PROBLEM DETAILS :: Your job is to write out each record precisely as it stands.

*** Begin section ***

PR #33, opened 2025-04-11
refactor: update .Context() references for consistency

mwbrooks:
### Summary

> 🎶 _We all live in a yellow context, a yellow context, a yellow context_ 🛥️ 

This pull request combs through our code to update references to `.Context()` for more consistency. A few common changes are:

* Pulling out context from `someFunc(cmd.Context(), ...)` to `someFunc(ctx, ...)`
  * Verifying that `cmd.Context()` is our mocked context, which can happen from:
    * `cmd.SetContext(ctxMock)` before Cobra execution
    * `cmd.ExecuteContext(ctxMock)` after Cobra execution
* Catching a few missed places where `.Setup` provides the mocked context

### Reviewers

**Production code is modified in this PR, but I don't think we'll see any regressions or issues.**

### Requirements


cmd/app/app.go
```diff
@@ -46,8 +46,9 @@ func NewCommand(clients *shared.ClientFactory) *cobra.Command {
 			return runListCommand(cmd, clients)
 		},
 		PostRunE: func(cmd *cobra.Command, args []string) error {
+			ctx := cmd.Context()
 			if cmd.CalledAs() == "workspace" {
-				clients.IO.PrintInfo(cmd.Context(), false, fmt.Sprintf(
+				clients.IO.PrintInfo(ctx, false, fmt.Sprintf(
```
mwbrooks, line 51: note: I think this is a better pattern and I remember @zimeg has also asked that we reduce the amount of arguments that are functions calls. The main benefit is that other functions in the code block can use the same context `ctx` ensuring more consistency through the code.

cmd/app/link_test.go
```diff
@@ -61,7 +61,7 @@ func Test_Apps_Link(t *testing.T) {
 					mockLinkSlackAuth1,
 				}, nil)
 				cm.AddDefaultMocks()
-				setupAppLinkCommandMocks(t, cm, cf)
+				setupAppLinkCommandMocks(t, ctx, cm, cf)
```
mwbrooks, line 64: note: This catches a `.Setup(t *testing.T, ctx context.Context, ...)` that provides the ctx. We can now use it instead of `setupAppLinkCommandMocks(...)` creating a non-mocked context.

cmd/collaborators/update.go
```diff
@@ -74,9 +74,8 @@ func NewUpdateCommand(clients *shared.ClientFactory) *cobra.Command {
 
 // runUpdateCommand will execute the update command
 func runUpdateCommand(cmd *cobra.Command, clients *shared.ClientFactory, args []string) error {
-	var span opentracing.Span
 	ctx := cmd.Context()
-	span, ctx = opentracing.StartSpanFromContext(ctx, "cmd.Collaborators.Update")
+	span, _ := opentracing.StartSpanFromContext(ctx, "cmd.Collaborators.Update")
```
mwbrooks, line 78: thought: This is up for debate. 🧠  OpenTracing span's return a new context that contains the span (and all of our values). Right now, we inconsistently replace the current `ctx` with the span's `ctx`. I've leaned toward not replacing our `ctx` because:

* We never access the span through the `ctx` AFAIK
  * Instead, we often call `span.Context()...` to get it and modify it for API calls
* We are moving toward a rule of thumb where the context should not be modified after a Cobra Execution

cmd/root.go
```diff
@@ -204,25 +206,25 @@ func Init() (*cobra.Command, *shared.ClientFactory) {
...
+			clients.IO.PrintError(ctx, err.Error())
 			clients.Os.Exit(int(iostreams.ExitError))
 		}
 	})
 	// Since we use the *E cobra lifecycle methods, OnFinalize is one of the few ways we can ensure something _always_ runs at the end of any command invocation, regardless if an error is raised or not during execution.
 	cobra.OnFinalize(func() {
-		cleanup(rootCmd.Context(), clients)
+		ctx := rootCmd.Context()
+		cleanup(ctx, clients)
 	})
```
mwbrooks: note: This is a unique area of our code w.r.t context.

*** End section ***

THE COMPLETED TASK ::
PR #33, opened 2025-04-11
refactor: update .Context() references for consistency

mwbrooks:
### Summary

> 🎶 _We all live in a yellow context, a yellow context, a yellow context_ 🛥️ 

This pull request combs through our code to update references to `.Context()` for more consistency. A few common changes are:

* Pulling out context from `someFunc(cmd.Context(), ...)` to `someFunc(ctx, ...)`
  * Verifying that `cmd.Context()` is our mocked context, which can happen from:
    * `cmd.SetContext(ctxMock)` before Cobra execution
    * `cmd.ExecuteContext(ctxMock)` after Cobra execution
* Catching a few missed places where `.Setup` provides the mocked context

### Reviewers

**Production code is modified in this PR, but I don't think we'll see any regressions or issues.**

### Requirements


cmd/app/app.go
```diff
@@ -46,8 +46,9 @@ func NewCommand(clients *shared.ClientFactory) *cobra.Command {
 			return runListCommand(cmd, clients)
 		},
 		PostRunE: func(cmd *cobra.Command, args []string) error {
+			ctx := cmd.Context()
 			if cmd.CalledAs() == "workspace" {
-				clients.IO.PrintInfo(cmd.Context(), false, fmt.Sprintf(
+				clients.IO.PrintInfo(ctx, false, fmt.Sprintf(
```
mwbrooks, line 51: note: I think this is a better pattern and I remember @zimeg has also asked that we reduce the amount of arguments that are functions calls. The main benefit is that other functions in the code block can use the same context `ctx` ensuring more consistency through the code.

cmd/app/link_test.go
```diff
@@ -61,7 +61,7 @@ func Test_Apps_Link(t *testing.T) {
 					mockLinkSlackAuth1,
 				}, nil)
 				cm.AddDefaultMocks()
-				setupAppLinkCommandMocks(t, cm, cf)
+				setupAppLinkCommandMocks(t, ctx, cm, cf)
```
mwbrooks, line 64: note: This catches a `.Setup(t *testing.T, ctx context.Context, ...)` that provides the ctx. We can now use it instead of `setupAppLinkCommandMocks(...)` creating a non-mocked context.

cmd/collaborators/update.go
```diff
@@ -74,9 +74,8 @@ func NewUpdateCommand(clients *shared.ClientFactory) *cobra.Command {
 
 // runUpdateCommand will execute the update command
 func runUpdateCommand(cmd *cobra.Command, clients *shared.ClientFactory, args []string) error {
-	var span opentracing.Span
 	ctx := cmd.Context()
-	span, ctx = opentracing.StartSpanFromContext(ctx, "cmd.Collaborators.Update")
+	span, _ := opentracing.StartSpanFromContext(ctx, "cmd.Collaborators.Update")
```
mwbrooks, line 78: thought: This is up for debate. 🧠  OpenTracing span's return a new context that contains the span (and all of our values). Right now, we inconsistently replace the current `ctx` with the span's `ctx`. I've leaned toward not replacing our `ctx` because:

* We never access the span through the `ctx` AFAIK
  * Instead, we often call `span.Context()...` to get it and modify it for API calls
* We are moving toward a rule of thumb where the context should not be modified after a Cobra Execution

cmd/root.go
```diff
@@ -204,25 +206,25 @@ func Init() (*cobra.Command, *shared.ClientFactory) {
...
+			clients.IO.PrintError(ctx, err.Error())
 			clients.Os.Exit(int(iostreams.ExitError))
 		}
 	})
 	// Since we use the *E cobra lifecycle methods, OnFinalize is one of the few ways we can ensure something _always_ runs at the end of any command invocation, regardless if an error is raised or not during execution.
 	cobra.OnFinalize(func() {
-		cleanup(rootCmd.Context(), clients)
+		ctx := rootCmd.Context()
+		cleanup(ctx, clients)
 	})
```
mwbrooks: note: This is a unique area of our code w.r.t context.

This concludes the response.